Monday’s hearing took place less than a week after a Michigan farmworker became the third human to contract the H5N1 bird flu virus — and the first to show respiratory symptoms suggesting increased risk to humans. In that context, responsible lawmakers holding a hearing about the pandemic would focus on what we learned in the last pandemic. Whether or not you believe the lab-leak theory, for example, we can all agree that we should have maximally robust safety protocols to prevent any dangerous virus from escaping laboratories anywhere in the world. And there are dozens more questions about pandemic preparedness, including current testing capacity, data collection and mitigation measures.

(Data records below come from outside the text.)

PR #2236, opened 2021-05-31
Add annotations to rbac serviceAccount

AndreaGiardini:
I am using this helm chart on GKE. The preferred method to authorize GKE workloads is using Google workload identity ( https://cloud.google.com/kubernetes-engine/docs/how-to/workload-identity )

In order to use workload identity it's necessary to add a specific annotation( `iam.gke.io/gcp-service-account` ) to the k8s serviceaccount. In this way we can link the k8s serviceaccount with google's service account. 

Adding annotations to the hub's serviceAccount was not possible with the current helm chart so I implemented it in this PR.

Let me know if you have any question

### DIFF
--- a/jupyterhub/templates/hub/rbac.yaml
+++ b/jupyterhub/templates/hub/rbac.yaml
@@ -3,6 +3,10 @@ apiVersion: v1
 kind: ServiceAccount
 metadata:
   name: {{ include "jupyterhub.hub.fullname" . }}
+  {{- with .Values.hub.serviceAccount.annotations }}
+  annotations:
+    {{- . | toYaml | nindent 4 }}
+  {{- end }}
   labels:
     {{- include "jupyterhub.labels" . | nindent 4 }}
 ---
--- a/jupyterhub/values.yaml
+++ b/jupyterhub/values.yaml
@@ -263,6 +263,8 @@ proxy:
       enabled: false
       maxUnavailable:
       minAvailable: 1
+    serviceAccount:
+      annotations: {}
   secretSync:
     containerSecurityContext:
       runAsUser: 65534 # nobody user
@@ -433,6 +435,8 @@ scheduling:
       maxUnavailable: 1
       minAvailable:
     resources: {}
+    serviceAccount:
+      annotations: {}
   podPriority:
     enabled: false
     globalDefault: false
@@ -498,6 +502,8 @@ prePuller:
     nodeSelector: {}
     tolerations: []
     resources: {}
+    serviceAccount:
+      annotations: {}
   continuous:
     enabled: true
   pullProfileListImages: true
--- a/jupyterhub/values.yaml
+++ b/jupyterhub/values.yaml
@@ -134,6 +134,8 @@ hub:
     failureThreshold: 1000
     timeoutSeconds: 1
   existingSecret:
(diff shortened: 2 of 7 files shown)


jupyterhub/templates/hub/rbac.yaml
```diff
@@ -3,6 +3,10 @@ apiVersion: v1
 kind: ServiceAccount
 metadata:
   name: {{ include "jupyterhub.hub.fullname" . }}
+  annotations:
+    {{- with .Values.rbac.serviceAccount.annotations }}
```
consideRatio, line 7:
```suggestion
    {{- with .Values.rbac.serviceAccount.annotations }}
```

jupyterhub/templates/hub/rbac.yaml
```diff
@@ -3,6 +3,10 @@ apiVersion: v1
...
+    {{- . | toYaml | nindent 4 }}
+    {{- end }}
```
consideRatio, line 9: This would render to...

```
annotations:
labels:
  # ...
```

If rbac.serviceAccount.annotations is falsy, and that would be invalid k8s YAML specification. This on the other hand would be okay.

```suggestion
  {{- with .Values.rbac.serviceAccount.annotations }}
  annotations:
    {{- . | toYaml | nindent 4 }}
  {{- end }}
```

jupyterhub/values.yaml
```diff
@@ -137,6 +137,8 @@ hub:
 
 rbac:
   enabled: true
+  serviceAccount:
+    annotations: {}
```
consideRatio, line 141: There are more service accounts because we have more pods that all need som permissions against the k8s-apiserver, and I think we would need annotations specific to the service accounts.

So, something related to hub must be part of the config of this annotation, so its not applied to all serviceaccounts

consideRatio (changes requested):
Feel free to come with suggestions, but I need more time to think myself still

consideRatio:
I think I'd like our configuration to follow the configuration locations suggested here: https://helm.sh/docs/chart_best_practices/rbac/

So, `hub.serviceAccount.annotations` would be the configuration location of relevance then I figure.

jupyterhub/values.yaml
AndreaGiardini: I will follow your suggestion. I added it to the `rbac` section because it was it changes files in the `rbac` yml file but I have nothing against moving it to the `hub` section

AndreaGiardini:
@consideRatio Thank you for the feedback. I implemented the changes you requested. Can you have a second look?

AndreaGiardini:
@consideRatio sorry for pinging again, I would love to see this in v1.0.0 :) let me know if there is something else missing

consideRatio:
@AndreaGiardini thanks for your work, I'll help get it merged!

This is what remain in my mind and I figure I'll push a commit for this later today if you haven't already:

- [ ] schema.yaml entry about this configuration
- [ ] lint-and-validate-values.yaml entry for this configuration

consideRatio (approved):

AndreaGiardini:
Many thanks @consideRatio !

consideRatio:
Thank you @AndreaGiardini!

PR #2248, opened 2021-06-11
Add participation in study notice to readme

sgibson91:
This PR adds a notice to the readme informing users that the repo is participating in an open source sustainability study, see https://github.com/jupyterhub/team-compass/issues/417 for details

### DIFF
--- a/README.md
+++ b/README.md
@@ -16,20 +16,6 @@ This repo contains a _Helm chart_ for JupyterHub and a guide to use it. Together
 they allow you to make a JupyterHub available to a very large group of users
 such as the staff and students of a university.
 
----
-
-Please note that this repository is participating in a study into sustainability
-of open source projects. Data will be gathered about this repository for
-approximately the next 12 months, starting from 2021-06-11.
-
-Data collected will include number of contributors, number of PRs, time taken to
-close/merge these PRs, and issues closed.
-
-For more information, please visit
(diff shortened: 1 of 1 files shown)


README.md
```diff
@@ -16,6 +16,20 @@ This repo contains a _Helm chart_ for JupyterHub and a guide to use it. Together
...
+approximately the next 12 months, starting from 2021-06-11.
+
+Data collected will include number of contributors, number of PRs, time taken to
+close/merge these PRs, and issues closed.
+
+For more information, please visit
+[our informational page](https://sustainable-open-science-and-software.github.io/) or download our [participant information sheet](https://sustainable-open-science-and-software.github.io/assets/PIS_sustainable_software.pdf).
+
+---
+
```
consideRatio, line 32: Could we put this under a `## ` topic between `## The Helm chart` and `## History` perhaps? I'd like to avoid having it take too much attention from introducing the repo to the reader.

consideRatio: I looked in the description [here](https://sustainable-open-science-and-software.github.io/readme_notice) about the research notice, and it seems they only ask that it is placed in the README without detailing it need to be front and center for example.

sgibson91: New commit pushed :)

consideRatio: Thanks @sgibson91!

PR #2251, opened 2021-06-15
Fix fullnameOverride for Ingress & PriorityClass resources

### LINKED ISSUE #2250: Ingress object cannot be created when full-name is overridden
### Bug description

When the default naming is overridden, helm release fails because `Ingress` object has an invalid name.

#### Expected behaviour
I can override the default naming for jupyterhub releases with `Ingress` object.

#### Actual behaviour

The ingress object has a naming pattern with a _minus sign_ at the end, like `{name-override}-`, which is not a valid dns name and kubernetes rejects it.

The rest of jupyterhub kubernetes objects append a string after `jupyterhub.fullname.dash`, while ingress object does not have it: https://github.com/jupyterhub/zero-to-jupyterhub-k8s/blob/main/jupyterhub/templates/_helpers-names.tpl#L177

### How to reproduce

Try to release helm chart with parameter `fullnameOverride: jupyterhub-1`

### Your personal set up

```
Kubernetes: v1.19.7
Helm: v3.6.0
Jupyterhub chart: 0.11.1-1.0.0
```

v1r7u:
Closes #2250, which blocks fullname-overrides with Ingress objects

### DIFF
--- a/jupyterhub/templates/_helpers-names.tpl
+++ b/jupyterhub/templates/_helpers-names.tpl
@@ -173,8 +173,8 @@
 
 {{- /* Ingress */}}
 {{- define "jupyterhub.ingress.fullname" -}}
-    {{- if (include "jupyterhub.fullname.dash" .) }}
-        {{- include "jupyterhub.fullname.dash" . }}ingress
+    {{- if (include "jupyterhub.fullname" .) }}
+        {{- include "jupyterhub.fullname" . }}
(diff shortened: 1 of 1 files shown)


consideRatio:
Thank you @v1r7u for catching this!

I pushed a commit fixing another resource as well that had a similar mistake in its naming even though it wasn't critical like it was for the ingress resource.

Yet the GOP members were unconcerned with preparation. To watch Republicans whip themselves into a frenzy, it seems they believe that if they can prove that Covid came from a lab, and that Fauci was at the center of a cover-up, then their ideological project would be vindicated and they’d never lose another election. And for them that’s a far greater priority than stopping the next pandemic.

The causation is entirely unclear. Even if they’re right about the lab-leak theory — and personally I have no opinion one way or the other — what would that mean? Would it show that the Republican approach to government is superior? Would it mean that Trump did a great job on the pandemic? And how many lives would it save?

At this point, I doubt even they could tell you. All they know is that there was a conspiracy at work, Anthony Fauci was running it, and we should all be mad. As far as they’re concerned, that’s enough.